At the conclusion of this chapter, the reader will be able to:

  • Identify the main historical events in the development of the myofascial trigger point construct and recognize the primary influences.

  • Understand the main principles of muscle physiology and the motor endplate that are important in the understanding of myofascial trigger points.

  • Understand the expanded integrated trigger point hypothesis.

  • Understand the motor, sensory, and autonomic phenomena associated with myofascial trigger points.

  • Recognize the importance of palpation and the recommended criteria for identification of myofascial trigger points with reference to current palpation reliability studies.

  • Recognize the importance of the taut band, tender nodule, and referred pain pattern.

  • Recognize and understand the main noninvasive interventions used to treat myofascial trigger points and the evidence available to support their use.

  • Recognize and understand the invasive interventions available, with special reference to trigger point dry needling, and understand the rationale and evidence for its application.

  • Recognize common perpetuating factors and formulate current management strategies.

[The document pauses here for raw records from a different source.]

PR #545, opened 2016-12-22
removes delegate assignment on change of assignment's school field

tdowds:
In the case where external changes the school field of an assignment, any delegate previously assigned to that assignment would remain assigned to it. Due to whatever unpredictable behavior that may come from that, this diff ensures that no delegate is assigned to an assignment when that assignment's school field is changed. It also sets that assignment's rejected field to `False`.

Additionally, I noticed a small bug in the `update_assignments` method of the Assignment model, and updated the tests to reflect that.

### DIFF
--- a/huxley/core/models.py
+++ b/huxley/core/models.py
@@ -1,4 +1,4 @@
-# Copyright (c) 2011-2015 Berkeley Model United Nations. All rights reserved.
+# Copyright (c) 2011-2016 Berkeley Model United Nations. All rights reserved.
 # Use of this source code is governed by a BSD License (see LICENSE).
 
 import json
@@ -306,7 +306,7 @@ class Assignment(models.Model):
             deletions.append(assignment_data['id'])
 
         for committee, country, school, rejected in new_assignments:
-            key = (committee, country)
+            key = (committee.id, country.id)
             if key in assigned:
                 # Make sure that the same committee/country pair is not being
                 # given to more than one school in the upload
@@ -361,6 +361,20 @@ class Assignment(models.Model):
 
         return failed_assignments
 
+    @classmethod
+    def update_assignment(cls, **kwargs):
+        assignment = kwargs['instance']
+        # Check that this assignment already exists
+        if assignment.id:
+            old_assignment = cls.objects.get(id=assignment.id)
+            # Check if school changed
+            if not assignment.school.id == old_assignment.school.id:
+                assignment.rejected = False
+                delegates = Delegate.objects.filter(assignment_id=old_assignment.id)
+                for delegate in delegates:
+                    delegate.assignment = None
+                    delegate.save()
+
     def __unicode__(self):
         return self.committee.name + " : " + self.country.name + " : " + (
             self.school.name if self.school else "Unassigned")
@@ -369,6 +383,7 @@ class Assignment(models.Model):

  • Learn the specific technique for palpation of myofascial trigger points.

HISTORY AND DEVELOPMENT

Drs. Janet G. Travell (1901–1997) and David G. Simons (1922–2010) brought myofascial trigger points (MTrPs) to the attention of clinicians and researchers worldwide,1–3 despite the fact that MTrPs had been described as early as the 16th century4 (Box 16-1). As a cardiologist, Travell was strongly influenced by Kellgren, who from 1938 to 1949 described, for the first time, pain referral patterns of muscles and ligaments following injection of hypertonic saline.5-8 In 1940, Steindler introduced the term trigger point.9 Travell was drawn to the potential benefits of muscular trigger point injections and subsequently adopted the term in 1942.10,11 In the early 1950s, Travell and Rinzler described biopsied tissues of hyperirritable trigger points in which no pathological changes were identified and concluded that these must be pathophysiological in nature.10 They also observed that fascia referred pain in a similar fashion, leading Travell to adopt the term myofascial pain. In 1952, a seminal manuscript, which unknowingly mirrored the work of researchers in other continents, was published that described the pain referral patterns of 32 individual muscles.12,13 After hearing Travell lecture on the topic, Simons became involved in 1963. Together, they coauthored several articles and book chapters, in addition to the popular and authoritative texts on this approach.1-3 Evidence supporting the existence and management of MTrPs has grown over the past three decades, with more evidence emerging within the last decade than in the previous two combined (Table 16-1).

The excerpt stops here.